Provided entries:
<<<<
PR #861, opened 2021-07-20
Chore/coverage

SimoneLazzaris:
I've added some test function to cover corner cases

### DIFF
--- a/cmd/helper/error.go
+++ b/cmd/helper/error.go
@@ -25,10 +25,12 @@ import (
 	"google.golang.org/grpc/status"
 )
 
+var osexit = os.Exit
+
 // QuitToStdErr prints an error on stderr and closes
 func QuitToStdErr(msg interface{}) {
 	_, _ = fmt.Fprintln(os.Stderr, msg)
-	os.Exit(1)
>>>>
Task objective: Beginning with the first line and ending with the last, copy the material above exactly.

Written response:
PR #861, opened 2021-07-20
Chore/coverage

SimoneLazzaris:
I've added some test function to cover corner cases

### DIFF
--- a/cmd/helper/error.go
+++ b/cmd/helper/error.go
@@ -25,10 +25,12 @@ import (
 	"google.golang.org/grpc/status"
 )
 
+var osexit = os.Exit
+
 // QuitToStdErr prints an error on stderr and closes
 func QuitToStdErr(msg interface{}) {
 	_, _ = fmt.Fprintln(os.Stderr, msg)
-	os.Exit(1)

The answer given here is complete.